#### Task prompt:
Starting at the first line of the entries below, output every line exactly, up to and including the line with "I've added an".

#### Given entries:
PR #43, opened 2019-06-06
Add common password requirements option to passphrase generator

SvenvDam:
While the generated passphrases are generally secure enough without the need for uppercase characters and numbers, I ran into the issue that a lot of websites still require these to be present when creating/updating your password.
I've added an option to the passphrase generator which does the following:
- Capitalize the first letter of each word in a generated passphrase
- Insert a digit at a random place in the the passphrase

Passphrases generated when this option is selected often do meet all the requirements on passwords imposed by websites without any manual changes, and the broader character set does not hurt I suppose.

Should I also submit PR's to the other Bitwarden repos to add this option in the browser extension, apps, etc?

### DIFF
--- a/src/services/passwordGeneration.service.ts
+++ b/src/services/passwordGeneration.service.ts
@@ -25,7 +25,8 @@ const DefaultOptions = {
     type: 'password',
     numWords: 3,
     wordSeparator: '-',
-    commonRequirements: false,
+    capitalize: false,
+    includeNumber: false,
 };
 
 const Keys = {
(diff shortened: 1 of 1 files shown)


src/services/passwordGeneration.service.ts
```diff
@@ -25,6 +25,7 @@ const DefaultOptions = {
     type: 'password',
     numWords: 3,
     wordSeparator: '-',
+    commonRequirements: false,
```
kspearrin: I would prefer these two be independent options that a user could set from the UI. `capitalize` and `includeNumber` or something.

src/services/passwordGeneration.service.ts
```diff
@@ -171,12 +172,23 @@ export class PasswordGenerationService implements PasswordGenerationServiceAbstr
...
+            o.addCommonRequirements = false;
+        }
+
         const listLength = EEFLongWordList.length - 1;
-        const wordList = new Array(o.numWords);
+        let wordList = new Array(o.numWords);
         for (let i = 0; i < o.numWords; i++) {
             const wordIndex = await this.cryptoService.randomNumber(0, listLength);
             wordList[i] = EEFLongWordList[wordIndex];
         }
```
kspearrin: I would do capitalize as part of this existing loop. That way the words do not have to be iterated again.

src/services/passwordGeneration.service.ts
```diff
@@ -256,6 +268,16 @@ export class PasswordGenerationService implements PasswordGenerationServiceAbstr
         return result;
     }
 
+    private capitalizeFirstLetter(str: string) {
```
kspearrin: Just call it `capitalize`, which already means uppercasing the first letter in a string.

kspearrin:
I made one adjustment here. Instead of inserting the number in the middle of a readable word, I adjusted it to append the number to a random word in the list. See https://github.com/bitwarden/jslib/commit/8375f7381ad1d113fbf2fe2bd65e90ec4a1631b7

PR #46, opened 2019-07-03
fix bitwarden/desktop#186 App not responding when NOT opening from tray

Tobirexy:
fixes [https://github.com/bitwarden/desktop/issues/186](https://github.com/bitwarden/desktop/issues/186)


kspearrin:
What's the difference here? Does `show` work the same as `restore` in both cases where opening from tray vs taskbar?

Tobirexy:
> What's the difference here? 

I don't know but it does seem to fix the linked issue.

> Does `show` work the same as `restore` in both cases where opening from tray vs taskbar?

Yes, everything worked in my testing. Maybe you can confirm that.

PR #1453, opened 2025-02-13
fix: #1444

### LINKED ISSUE #1444: Start date and end date missing in scheduled streams
A stream _scheduled_ for the future should also display the start date and end date.

Example: https://www.drips.network/app/131394345097299958177194341257132791559337576226/tokens/0xe29797910d413281d2821d5d9a989262c8121cc2/streams/3887785930

Image

efstajas:
Changes some of the values displayed on the stream page to make them show all relevant data in different situations:

- Adds dedicated "Created at" value that always shows when the stream was created on-chain
- Adds dedicated "Configured start date" and "Configured end date" values that appear if start- and end dates have been set explicitly
- Adds a "Runs / ran out of funds at" value that shows the date when the stream will run out of funds (if any)
- Adds a warning tooltip next to "Configured end date" if the end date is later than when the stream will run out of funds

Screenshot 2025-02-13 at 10 42 00

Resolves #1444


mhgbrown (approved):
:shipit:

PR #1455, opened 2025-02-13
e2e setup

efstajas:
Adds e2e test setup with playwright. Also disables stepper animations if `prefers-reduced-motion` is true.

See `DEVELOPMENT.md` for instructions.

For now only includes a test for claiming a project, we should add many more afterwards.

Includes github action that executes E2E tests. Right now the tests are executed against dev server, which is not ideal, but works and is unlikely to cause false _positives_, at least.

I'm creating follow-up tasks for 1) writing more tests, and 2) getting it to run against a prod image.


docker/update-repo-owner.sh
```diff
@@ -1,10 +1,51 @@
...
+  printf "Enter the owner address that should be set for the repo.\n"
+  read -p "- New owner address to set: " new_owner_address
+fi
 
 printf "\nSending the transaction. This will only work if you have the local env running (npm run dev:docker)...\n\n"
 
-exec docker run --rm --network host --entrypoint cast ghcr.io/foundry-rs/foundry:latest send --private-key 0xac0974bec39a17e36ba4a6b4d238ff944bacb478cbed5efcae784d7bf4f2ff80 0xCf7Ed3AccA5a467e9e704C703E8D87F634fB0Fc9 "updateOwner(address,uint256,address)" 0x971e08fc533d2A5f228c7944E511611dA3B56B24 $repo_account_id $new_owner_address
+if [ "$use_cast" = true ]; then
+  printf "Using local cast command...\n\n"
+  cast send --private-key 0xac0974bec39a17e36ba4a6b4d238ff944bacb478cbed5efcae784d7bf4f2ff80 \
```
mhgbrown, line 39: What's `cast`?

docs/DEVELOPMENT.md
```diff
@@ -53,8 +52,48 @@ To claim a project during local dev mode:
...
+
+### Writing tests
+
+E2E tests go into the `/tests/` directory.
+
+Tip: Run `npx playwright codegen http://localhost:5173` after starting the local dev stack to bring up a test recorder that automatically writes tests for you as you interact with the app.
+
+### Limitations
+
+Tests all run against the same local dev stack, which is created before tests are triggered, and destroyed afterwards. This means that separate tests need to be designed such that state changes they trigger on the local dev stack (e.g. projects being claimed, tokens being topped up, drip lists being created etc.) do not interfere with any other test.
```
mhgbrown, line 99: Good note!

tests/claim-project.spec.ts
```diff
@@ -0,0 +1,45 @@
+import { test, expect } from '@playwright/test';
+import { execa } from 'execa';
+
+test('claim project flow', async ({ page }) => {
```
mhgbrown, line 4: Beauty

tests/claim-project.spec.ts
```diff
@@ -0,0 +1,45 @@
...
+  test.setTimeout(240_000);
```
mhgbrown, line 5: Were you going to look at production building to avoid this (assuming this is from dev optimization stuffs)?

tests/claim-project.spec.ts
```diff
@@ -0,0 +1,45 @@
...
+  await page.getByRole('textbox').first().press('Enter');
+  await page.getByRole('button', { name: 'Continue' }).click();
+  await page.getByRole('button', { name: 'Continue' }).click();
+  await page.getByRole('button', { name: 'Confirm in wallet' }).click();
+
+  await expect(page.getByTestId('current-tx')).toContainText('Finalizing verification', {
+    timeout: 60_000,
+  });
+
+  await execa`npm run dev:docker:update-repo-owner -- --accountId 80921553623925136102837120782793736893291544351678576578072673071408 --ownerAddress 0xf39Fd6e51aad88F6F4ce6aB8827279cffFb92266`;
```
mhgbrown, line 33: Any of those biggies worth constantizing to share?

mhgbrown (approved):
Looks fab! I left some comments and questions that aren't critical

docker/update-repo-owner.sh
efstajas: `cast` is a CLI part of `foundry`: https://book.getfoundry.sh/cast/ You can use it to send transactions. The command is usually just executed within the official foundry docker image so that you don't need to have it installed on your machine. I was struggling with getting it to work on CI, so tried an approach where the CI would install foundry and then run the command directly, but eventually I managed to get it to run it in Docker, so it wasn't necessary after all. Could remove this option, but doesn't hurt i guess

tests/claim-project.spec.ts
efstajas: That is actually necessary regardless, because our tests are necessarily somewhat slow running, just because we need to wait for transactions. This setTimeout defines the timeout for the _entire_ test, which is only 30 seconds by default, which is too little. It'd be necessary even if it ran against a prod image

tests/claim-project.spec.ts
efstajas: yeah... generally what's still missing is a way for the tests to manage addresses, so that you can test interactions between different users (e.g. user A sends B some funds, user B should be able to collect them etc.).

I'm going to create a follow-up to create a module for use in tests that can somehow make the app switch users, get the current address, etc., which would then be used here in place of the hardcoded addresses 👍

#### Task output:
PR #43, opened 2019-06-06
Add common password requirements option to passphrase generator

SvenvDam:
While the generated passphrases are generally secure enough without the need for uppercase characters and numbers, I ran into the issue that a lot of websites still require these to be present when creating/updating your password.
I've added an option to the passphrase generator which does the following:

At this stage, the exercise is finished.